- _THE TASK_
Each entry below must appear in the output exactly as written.

- _SUPPLIED DATA_
★ ★ ★

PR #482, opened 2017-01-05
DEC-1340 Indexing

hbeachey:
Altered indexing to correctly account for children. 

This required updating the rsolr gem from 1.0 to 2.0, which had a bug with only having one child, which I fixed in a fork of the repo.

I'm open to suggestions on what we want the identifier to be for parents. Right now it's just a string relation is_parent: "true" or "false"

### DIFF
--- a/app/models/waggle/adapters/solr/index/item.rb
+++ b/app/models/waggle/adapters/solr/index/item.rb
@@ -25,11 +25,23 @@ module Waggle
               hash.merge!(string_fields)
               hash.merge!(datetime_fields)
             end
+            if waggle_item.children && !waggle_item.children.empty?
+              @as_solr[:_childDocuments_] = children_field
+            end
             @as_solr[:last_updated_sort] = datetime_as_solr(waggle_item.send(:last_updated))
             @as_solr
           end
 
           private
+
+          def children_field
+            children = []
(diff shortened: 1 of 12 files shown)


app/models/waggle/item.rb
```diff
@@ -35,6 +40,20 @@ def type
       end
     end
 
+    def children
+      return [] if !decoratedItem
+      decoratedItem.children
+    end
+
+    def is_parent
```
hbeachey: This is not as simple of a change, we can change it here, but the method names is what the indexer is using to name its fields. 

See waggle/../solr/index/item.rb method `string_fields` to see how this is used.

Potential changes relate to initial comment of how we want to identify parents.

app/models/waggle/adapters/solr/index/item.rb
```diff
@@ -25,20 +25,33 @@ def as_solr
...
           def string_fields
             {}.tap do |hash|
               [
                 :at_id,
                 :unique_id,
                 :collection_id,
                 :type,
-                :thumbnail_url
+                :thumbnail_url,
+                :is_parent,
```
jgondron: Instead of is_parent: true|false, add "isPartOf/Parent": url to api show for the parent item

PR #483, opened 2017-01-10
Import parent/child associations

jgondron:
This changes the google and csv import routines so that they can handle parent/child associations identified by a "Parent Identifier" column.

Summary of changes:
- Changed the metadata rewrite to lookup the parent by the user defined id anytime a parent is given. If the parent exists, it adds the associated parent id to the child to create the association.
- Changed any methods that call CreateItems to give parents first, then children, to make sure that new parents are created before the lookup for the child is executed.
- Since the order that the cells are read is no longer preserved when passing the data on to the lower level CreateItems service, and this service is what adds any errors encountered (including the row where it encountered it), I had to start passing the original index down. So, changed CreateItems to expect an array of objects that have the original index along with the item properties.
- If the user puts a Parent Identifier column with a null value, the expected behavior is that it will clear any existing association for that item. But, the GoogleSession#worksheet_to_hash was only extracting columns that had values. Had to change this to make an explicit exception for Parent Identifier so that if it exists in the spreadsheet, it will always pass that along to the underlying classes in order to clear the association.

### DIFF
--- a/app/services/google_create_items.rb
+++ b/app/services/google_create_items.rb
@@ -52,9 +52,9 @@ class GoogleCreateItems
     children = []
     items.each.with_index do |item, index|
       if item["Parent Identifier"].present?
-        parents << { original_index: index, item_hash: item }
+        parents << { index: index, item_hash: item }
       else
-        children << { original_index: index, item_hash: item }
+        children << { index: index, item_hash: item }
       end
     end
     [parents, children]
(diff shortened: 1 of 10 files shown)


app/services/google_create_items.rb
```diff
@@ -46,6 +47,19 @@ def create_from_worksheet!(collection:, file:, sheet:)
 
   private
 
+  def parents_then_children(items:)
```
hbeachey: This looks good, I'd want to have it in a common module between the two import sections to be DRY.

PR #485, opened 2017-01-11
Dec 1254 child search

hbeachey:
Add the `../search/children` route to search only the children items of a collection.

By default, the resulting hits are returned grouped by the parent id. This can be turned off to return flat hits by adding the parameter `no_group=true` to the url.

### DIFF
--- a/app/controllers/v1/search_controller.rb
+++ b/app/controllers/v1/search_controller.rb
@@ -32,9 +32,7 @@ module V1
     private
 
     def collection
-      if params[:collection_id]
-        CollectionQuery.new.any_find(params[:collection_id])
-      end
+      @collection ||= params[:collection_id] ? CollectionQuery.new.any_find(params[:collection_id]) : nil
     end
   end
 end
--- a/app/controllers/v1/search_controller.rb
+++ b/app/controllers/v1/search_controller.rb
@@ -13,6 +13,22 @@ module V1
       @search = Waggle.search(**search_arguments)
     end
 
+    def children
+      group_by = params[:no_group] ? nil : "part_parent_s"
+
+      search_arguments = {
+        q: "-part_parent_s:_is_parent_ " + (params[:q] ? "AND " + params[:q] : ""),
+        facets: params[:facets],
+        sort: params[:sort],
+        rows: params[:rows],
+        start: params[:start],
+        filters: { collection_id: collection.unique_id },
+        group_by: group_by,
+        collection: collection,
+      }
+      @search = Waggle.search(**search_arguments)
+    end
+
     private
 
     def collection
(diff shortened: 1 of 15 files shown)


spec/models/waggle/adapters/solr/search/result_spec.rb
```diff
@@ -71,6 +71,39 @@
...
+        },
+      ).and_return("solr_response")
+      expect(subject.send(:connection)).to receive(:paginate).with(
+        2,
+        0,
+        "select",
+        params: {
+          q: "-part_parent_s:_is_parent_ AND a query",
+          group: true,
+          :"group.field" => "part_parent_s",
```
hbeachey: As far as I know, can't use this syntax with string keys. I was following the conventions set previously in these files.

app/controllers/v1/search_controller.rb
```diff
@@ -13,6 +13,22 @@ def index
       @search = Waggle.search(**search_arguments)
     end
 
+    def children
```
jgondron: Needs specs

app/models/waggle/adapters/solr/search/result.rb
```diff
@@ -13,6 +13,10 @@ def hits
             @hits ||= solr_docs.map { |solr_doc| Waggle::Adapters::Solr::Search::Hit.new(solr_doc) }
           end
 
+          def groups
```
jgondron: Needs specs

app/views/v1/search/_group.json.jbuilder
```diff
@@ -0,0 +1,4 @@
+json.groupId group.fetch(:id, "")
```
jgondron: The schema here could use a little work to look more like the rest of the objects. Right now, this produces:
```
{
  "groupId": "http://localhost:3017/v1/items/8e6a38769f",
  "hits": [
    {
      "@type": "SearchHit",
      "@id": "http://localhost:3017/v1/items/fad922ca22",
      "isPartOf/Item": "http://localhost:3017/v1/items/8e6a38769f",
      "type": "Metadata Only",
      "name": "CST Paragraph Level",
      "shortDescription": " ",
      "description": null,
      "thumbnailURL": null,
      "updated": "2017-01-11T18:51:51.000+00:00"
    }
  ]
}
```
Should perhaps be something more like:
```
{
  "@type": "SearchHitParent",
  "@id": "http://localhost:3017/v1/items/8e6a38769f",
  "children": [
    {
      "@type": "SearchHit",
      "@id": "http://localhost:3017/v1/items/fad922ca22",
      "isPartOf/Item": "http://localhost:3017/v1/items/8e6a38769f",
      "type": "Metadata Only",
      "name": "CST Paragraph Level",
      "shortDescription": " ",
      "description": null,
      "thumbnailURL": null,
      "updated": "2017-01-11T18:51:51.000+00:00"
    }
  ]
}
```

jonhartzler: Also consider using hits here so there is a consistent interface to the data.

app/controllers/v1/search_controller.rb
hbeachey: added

★ ★ ★

- _TASK RESULT_
PR #482, opened 2017-01-05
DEC-1340 Indexing

hbeachey:
Altered indexing to correctly account for children. 

This required updating the rsolr gem from 1.0 to 2.0, which had a bug with only having one child, which I fixed in a fork of the repo.

I'm open to suggestions on what we want the identifier to be for parents. Right now it's just a string relation is_parent: "true" or "false"

### DIFF
--- a/app/models/waggle/adapters/solr/index/item.rb
+++ b/app/models/waggle/adapters/solr/index/item.rb
@@ -25,11 +25,23 @@ module Waggle
               hash.merge!(string_fields)
               hash.merge!(datetime_fields)
             end
+            if waggle_item.children && !waggle_item.children.empty?
+              @as_solr[:_childDocuments_] = children_field
+            end
             @as_solr[:last_updated_sort] = datetime_as_solr(waggle_item.send(:last_updated))
             @as_solr
           end
 
           private
+
+          def children_field
+            children = []
(diff shortened: 1 of 12 files shown)


app/models/waggle/item.rb
```diff
@@ -35,6 +40,20 @@ def type
       end
     end
 
+    def children
+      return [] if !decoratedItem
+      decoratedItem.children
+    end
+
+    def is_parent
```
hbeachey: This is not as simple of a change, we can change it here, but the method names is what the indexer is using to name its fields. 

See waggle/../solr/index/item.rb method `string_fields` to see how this is used.

Potential changes relate to initial comment of how we want to identify parents.

app/models/waggle/adapters/solr/index/item.rb
```diff
@@ -25,20 +25,33 @@ def as_solr
...
           def string_fields
             {}.tap do |hash|
               [
                 :at_id,
                 :unique_id,
                 :collection_id,
                 :type,
-                :thumbnail_url
+                :thumbnail_url,
+                :is_parent,
```
jgondron: Instead of is_parent: true|false, add "isPartOf/Parent": url to api show for the parent item

PR #483, opened 2017-01-10
Import parent/child associations

jgondron:
This changes the google and csv import routines so that they can handle parent/child associations identified by a "Parent Identifier" column.

Summary of changes:
- Changed the metadata rewrite to lookup the parent by the user defined id anytime a parent is given. If the parent exists, it adds the associated parent id to the child to create the association.
- Changed any methods that call CreateItems to give parents first, then children, to make sure that new parents are created before the lookup for the child is executed.
- Since the order that the cells are read is no longer preserved when passing the data on to the lower level CreateItems service, and this service is what adds any errors encountered (including the row where it encountered it), I had to start passing the original index down. So, changed CreateItems to expect an array of objects that have the original index along with the item properties.
- If the user puts a Parent Identifier column with a null value, the expected behavior is that it will clear any existing association for that item. But, the GoogleSession#worksheet_to_hash was only extracting columns that had values. Had to change this to make an explicit exception for Parent Identifier so that if it exists in the spreadsheet, it will always pass that along to the underlying classes in order to clear the association.

### DIFF
--- a/app/services/google_create_items.rb
+++ b/app/services/google_create_items.rb
@@ -52,9 +52,9 @@ class GoogleCreateItems
     children = []
     items.each.with_index do |item, index|
       if item["Parent Identifier"].present?
-        parents << { original_index: index, item_hash: item }
+        parents << { index: index, item_hash: item }
       else
-        children << { original_index: index, item_hash: item }
+        children << { index: index, item_hash: item }
       end
     end
     [parents, children]
(diff shortened: 1 of 10 files shown)


app/services/google_create_items.rb
```diff
@@ -46,6 +47,19 @@ def create_from_worksheet!(collection:, file:, sheet:)
 
   private
 
+  def parents_then_children(items:)
```
hbeachey: This looks good, I'd want to have it in a common module between the two import sections to be DRY.

PR #485, opened 2017-01-11
Dec 1254 child search

hbeachey:
Add the `../search/children` route to search only the children items of a collection.

By default, the resulting hits are returned grouped by the parent id. This can be turned off to return flat hits by adding the parameter `no_group=true` to the url.

### DIFF
--- a/app/controllers/v1/search_controller.rb
+++ b/app/controllers/v1/search_controller.rb
@@ -32,9 +32,7 @@ module V1
     private
 
     def collection
-      if params[:collection_id]
-        CollectionQuery.new.any_find(params[:collection_id])
-      end
+      @collection ||= params[:collection_id] ? CollectionQuery.new.any_find(params[:collection_id]) : nil
     end
   end
 end
--- a/app/controllers/v1/search_controller.rb
+++ b/app/controllers/v1/search_controller.rb
@@ -13,6 +13,22 @@ module V1
       @search = Waggle.search(**search_arguments)
     end
 
+    def children
+      group_by = params[:no_group] ? nil : "part_parent_s"
+
+      search_arguments = {
+        q: "-part_parent_s:_is_parent_ " + (params[:q] ? "AND " + params[:q] : ""),
+        facets: params[:facets],
+        sort: params[:sort],
+        rows: params[:rows],
+        start: params[:start],
+        filters: { collection_id: collection.unique_id },
+        group_by: group_by,
+        collection: collection,
+      }
+      @search = Waggle.search(**search_arguments)
+    end
+
     private
 
     def collection
(diff shortened: 1 of 15 files shown)


spec/models/waggle/adapters/solr/search/result_spec.rb
```diff
@@ -71,6 +71,39 @@
...
+        },
+      ).and_return("solr_response")
+      expect(subject.send(:connection)).to receive(:paginate).with(
+        2,
+        0,
+        "select",
+        params: {
+          q: "-part_parent_s:_is_parent_ AND a query",
+          group: true,
+          :"group.field" => "part_parent_s",
```
hbeachey: As far as I know, can't use this syntax with string keys. I was following the conventions set previously in these files.

app/controllers/v1/search_controller.rb
```diff
@@ -13,6 +13,22 @@ def index
       @search = Waggle.search(**search_arguments)
     end
 
+    def children
```
jgondron: Needs specs

app/models/waggle/adapters/solr/search/result.rb
```diff
@@ -13,6 +13,10 @@ def hits
             @hits ||= solr_docs.map { |solr_doc| Waggle::Adapters::Solr::Search::Hit.new(solr_doc) }
           end
 
+          def groups
```
jgondron: Needs specs

app/views/v1/search/_group.json.jbuilder
```diff
@@ -0,0 +1,4 @@
+json.groupId group.fetch(:id, "")
```
jgondron: The schema here could use a little work to look more like the rest of the objects. Right now, this produces:
```
{
  "groupId": "http://localhost:3017/v1/items/8e6a38769f",
  "hits": [
    {
      "@type": "SearchHit",
      "@id": "http://localhost:3017/v1/items/fad922ca22",
      "isPartOf/Item": "http://localhost:3017/v1/items/8e6a38769f",
      "type": "Metadata Only",
      "name": "CST Paragraph Level",
      "shortDescription": " ",
      "description": null,
      "thumbnailURL": null,
      "updated": "2017-01-11T18:51:51.000+00:00"
    }
  ]
}
```
Should perhaps be something more like:
```
{
  "@type": "SearchHitParent",
  "@id": "http://localhost:3017/v1/items/8e6a38769f",
  "children": [
    {
      "@type": "SearchHit",
      "@id": "http://localhost:3017/v1/items/fad922ca22",
      "isPartOf/Item": "http://localhost:3017/v1/items/8e6a38769f",
      "type": "Metadata Only",
      "name": "CST Paragraph Level",
      "shortDescription": " ",
      "description": null,
      "thumbnailURL": null,
      "updated": "2017-01-11T18:51:51.000+00:00"
    }
  ]
}
```

jonhartzler: Also consider using hits here so there is a consistent interface to the data.

app/controllers/v1/search_controller.rb
hbeachey: added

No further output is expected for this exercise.